Chapter 28
Twenty-eight
The front of Finn’s house was nothing but a simple door and broken bike parts for decor.
But out the back?
Well, it was a whole new world…
There was a stone-edged firepit where the fire crackled low, with coals glowing red and gold like embers stolen from the sky.
A well-used barbecue plate was rigged for the specially spiced meats Finn had thrown over the flames, sending out a scent that could summon gods, devils, and every hungry soul in between.
Bree had told Taryn that the man did a mean barbecue, but she’d never imagined how.
Starting with the way Finn prepared the meat with his own secret blend of spices, then worked over the coals like it was a religion, to cook with dedication and style.
It was the most masculine way for a man to cook.
She sipped her beer slowly, watching Finn move with his usual grace, tongs in hand, shirtless, with jeans low on his hips, allowing the ink and shadows to dance across his body with each flicker of the flames.

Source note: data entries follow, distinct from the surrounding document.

Issue #7871, opened 2020-07-21
Input consul - incompatible with output opentsdb


unflag:
### Relevant telegraf.conf:
```toml
[[inputs.consul]]
  address = "consul.service.consul:8500"
  scheme = "http"
  tag_delimiter = "="

[[outputs.opentsdb]]
  host = "http://opentsdb.service.consul"
  port = 8429
  httpBatchSize = 50000
```

### System info:
Telegraf 1.14.5 (git: HEAD e77ce3d1)

### Steps to reproduce:
Run telegraf using given configuration.

### Expected behavior:
All metrics successfully converted to opentsdb format.

### Actual behavior:
Some fields dropped due to invalid values:
```
2020-07-21T16:59:15Z D! OpenTSDB does not support metric value: [Service 'mesos-slave' check] of type [string].
```

### Additional info:
This behavior connected with this part of plugin:
```
func (c *Consul) GatherHealthCheck(acc telegraf.Accumulator, checks []*api.HealthCheck) {
	for _, check := range checks {
		record := make(map[string]interface{})
		tags := make(map[string]string)

		record["check_name"] = check.Name
		record["service_id"] = check.ServiceID

		record["status"] = check.Status
```
The fact is that OpenTSDB metric format doesn't allow string values, but output plugin uses fields as metric's value source and if field has no proper value - it just lost. So, I propose to place check_name, service_id and status fields into tags map - in this case all fields with string value would be safe with other tags. In my opinion it wouldn't disagree to anything. Prometheus has similar to opentsdb metric format and InfluxDB advises to not place commonly-queried metadata(which are check_name, service_id and status) in fields.

Maybe I missing something, if so - please point me. And if there is no objections I would like to submit PR.

danielnelson:
I think it would make sense to have these as tags, however since this is a breaking change it needs to be opt-in.  This could be done as a new `metric_version = 2` option, we could deprecate the current version and add a log message to recommend its use.  This would be similar to what was recently done in the `prometheus` input.

related: #2646

vikkyomkar:
@danielnelson I would like to work on this request. Pls let me know if its open to take ?

unflag:
@vikkyomkar sorry, i already took it up and submitted PR. Hope this allright.

Issue #2646, opened 2017-04-11
Make consul service_id a tag.


skygragon:
For example, the consul input will generate metric like:

> consul_health_checks,node=consul01,service_name=,check_id=serfHealth,host=consul01 check_name="Serf Health Status",service_id="",status="passing" 1491927292000000000 

Please note that those kvs like "check_name/service_id/status" will failed to send to openTSDB because it doesn't support string values....

skygragon:
Btw, just wondering why we use "service_name" as a tag, but "service_id" as a key name? Can we make those strings always as tags(or part of metric name) and only expose number as the value? e.g. metric="consul_service_<service_name/id>", node=xxx,xxx=xxx status=1|0

danielnelson:
I think it would make sense to make service_id a tag.  However, we shouldn't have empty tags or fields either, so we should also remove those tags.

danielnelson:
On the status part, I don't want to do that because it will make the point worse for other outputs, as well as be a breaking change.  Perhaps the opentsdb output could handle it or a processor that converts types.

danielnelson:
Also, making `service_id` a tag would be a breaking change, so we would need an option to opt-in.

skygragon:
@danielnelson Yep, I agree. As a input plugin, it's not proper to make special changes for openTSDB only. So who is in charge of openTSDB plugin,  better to hear his thoughts as well.

skygragon:
What about using separate metric for different service? put everything in the same metric "consul_health_checks" seems not necessary?

danielnelson:
I think having them in a single metric with the `service_name` as a tag is the proper way to structure them for most outputs.  How does the data look that is being sent to OpenTSDB?

PR #7875, opened 2020-07-22
input consul - added metric_version flag

unflag:
…  to control how to populate tags/fields of telegraf metrics. Addresses:
https://github.com/influxdata/telegraf/issues/7871
https://github.com/influxdata/telegraf/issues/2646

### Required for all PRs:

### DIFF
--- a/plugins/inputs/consul/README.md
+++ b/plugins/inputs/consul/README.md
@@ -17,6 +17,13 @@ report those stats already using StatsD protocol if needed.
   ## URI scheme for the Consul server, one of "http", "https"
   # scheme = "http"
 
+  ## Metric version controls the mapping from Consul metrics into
+  ## Telegraf metrics.
+  ##
+  ##   example: metric_version = 1; deprecated in 1.15
+  ##            metric_version = 2; recommended version
+  # metric_version = 1
+
   ## ACL token used in every request
   # token = ""
 
--- a/plugins/inputs/consul/consul.go
+++ b/plugins/inputs/consul/consul.go
@@ -20,6 +20,8 @@ type Consul struct {
 	Datacenter string
 	tls.ClientConfig
 	TagDelimiter string
+	MetricVersion int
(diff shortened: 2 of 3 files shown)


plugins/inputs/consul/consul.go
```diff
@@ -110,15 +127,21 @@ func (c *Consul) GatherHealthCheck(acc telegraf.Accumulator, checks []*api.Healt
...
-		record["status"] = check.Status
 		record["passing"] = 0
 		record["critical"] = 0
 		record["warning"] = 0
 		record[check.Status] = 1
 
+		if c.MetricVersion == 2 {
+			tags["check_name"] = check.Name
+			tags["service_id"] = check.ServiceID
+			tags["status"] = check.Status
```
ssoroka, line 138: status seems like it should stay as a field?

plugins/inputs/consul/README.md
```diff
@@ -17,6 +17,13 @@ report those stats already using StatsD protocol if needed.
   ## URI scheme for the Consul server, one of "http", "https"
   # scheme = "http"
 
+  ## Metric version controls the mapping from Consul metrics into
+  ## Telegraf metrics.
+  ##
+  ##   example: metric_version = 1; deprecated in 1.15
```
ssoroka, line 23: Maybe also explain what changed between versions here.

unflag: Sure, thanks. I''ll add details about v2 into Metrics section.

plugins/inputs/consul/consul.go
unflag: I think it should not. It will duplicate other fields in such case. Tag 'status' is just string representation of fields passing/critical/warning, it's value could be convenient to use in alert templates, for example. In my opinion it is more like metadata than value that one can add into some computations like get avg, max or min.

ssoroka (approved):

Behind him stretched an outback view that would take decades to dissect, where open plains stretched to meet rolling silhouettes of hills that got lost on the darkened horizon.
And above?
The stars didn’t twinkle here. They burned like they had a secret to share, and a world to watch over.
She now understood what Izzy meant about needing time to stare at the stars, and out here, they were better than any movie.

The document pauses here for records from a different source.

PR #7886, opened 2020-07-23
Fix tail stops following on first EOF

### LINKED ISSUE #7880: Tailing files stopped working since v1.15
I've upgraded from Telegraf v1.14 to v1.15.1 in our systems today and found that it broke one of our use cases.

We are tailing some log-like files from a service, the service outputs lines in InfluxDB format which is then read by Telegraf and passed on to our metrics system. I made a minimal example of this:

`telegraf.conf`
```toml
[[inputs.tail]]
  files = ["clock.log"]
  data_format = "influx"

[[processors.printer]]

[[outputs.discard]]
```

I've then run this loop in bash in order to write to `clock.log`:
```bash
while :; do
    echo "clock now=$(date +%s)"
    sleep 1
done >> clock.log
```

Using that example I was able to use Git bisect which pointed at this stopping working when #7792 was merged.

I've tried to set `character_encoding` in the config file to both an empty string and "utf-8" but it doesn't seem to make any difference, so I think the problem might more deeply rooted.

danielnelson:
The Reader from x/text stops reading after the first io.EOF error is returned, preventing further tailing of the file when new lines are appended.

All code below is brought over from x/text in support of adding two lines to the Read() function:
```
r.err = nil
r.transformComplete = false
```

closes #7880

### Required for all PRs:

### DIFF
--- a/plugins/common/encoding/decoder.go
+++ b/plugins/common/encoding/decoder.go
@@ -2,12 +2,12 @@ package encoding
 
 import (
 	"errors"
+	"io"
 
 	"golang.org/x/text/encoding"
 	"golang.org/x/text/encoding/unicode"
+	"golang.org/x/text/transform"
 )
-
-type Decoder = encoding.Decoder
 
 // NewDecoder returns a x/text Decoder for the specified text encoding.  The
 // Decoder converts a character encoding into utf-8 bytes.  If a BOM is found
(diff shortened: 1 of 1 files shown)


danielnelson:
Testing builds

- [telegraf_1.16.0~4cdc3501-0_amd64.deb](https://61028-33258973-gh.circle-artifacts.com/0/build/dist/telegraf_1.16.0~4cdc3501-0_amd64.deb)
- [telegraf-1.16.0~4cdc3501-0.x86_64.rpm](https://61028-33258973-gh.circle-artifacts.com/0/build/dist/telegraf-1.16.0~4cdc3501-0.x86_64.rpm)
- [telegraf-1.16.0~4cdc3501_windows_amd64.zip](https://61028-33258973-gh.circle-artifacts.com/0/build/dist/telegraf-1.16.0~4cdc3501_windows_amd64.zip)
- [telegraf-1.16.0~4cdc3501_freebsd_amd64.tar.gz](https://61028-33258973-gh.circle-artifacts.com/0/build/dist/telegraf-1.16.0~4cdc3501_freebsd_amd64.tar.gz)
- [telegraf-1.16.0~4cdc3501_darwin_amd64.tar.gz](https://61028-33258973-gh.circle-artifacts.com/0/build/dist/telegraf-1.16.0~4cdc3501_darwin_amd64.tar.gz)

‘A few more minutes and we’re good to go.’ Finn nodded at the meat resting on the edge of the grill.
‘Take your time. No one’s rushing this.’ Not with that view.
But he’d taken the meal to the next level.
Barbecuing thick slices of pineapple and mango alongside skewers of colour and flavour: red onion, zucchini, cherry tomatoes, button mushrooms, corncobs, and bright red capsicum, brushed over with a buttery herby glaze.
All courtesy of the food fairy. Altogether, it was like nature’s candy on a stick.
‘Oh, wow,’ she said, licking her fingers. ‘This is criminally good.’
‘I’ll take that as a compliment.’
They settled beside each other on the fallen logs near the fire, with knees bumping and eyes trained on the flames, to eat in comfortable silence.
With the meal over, she said what had been bothering her the most. ‘I need to go back to the pub tonight.’
‘Are you heading out early?’
‘Not for a few more days. But I’ve got things there. Clothes … my pill.’
That made him look.
‘I didn’t exactly pack for an overnight stake-out followed by a… well, you.’
His lip twitched into that smouldering smirk.
‘You are both a god and the devil of pleasure in bed, Finn Wilde. And I say that with the full exhaustion of a woman who forgot her contraceptive schedule because you fried my brain.’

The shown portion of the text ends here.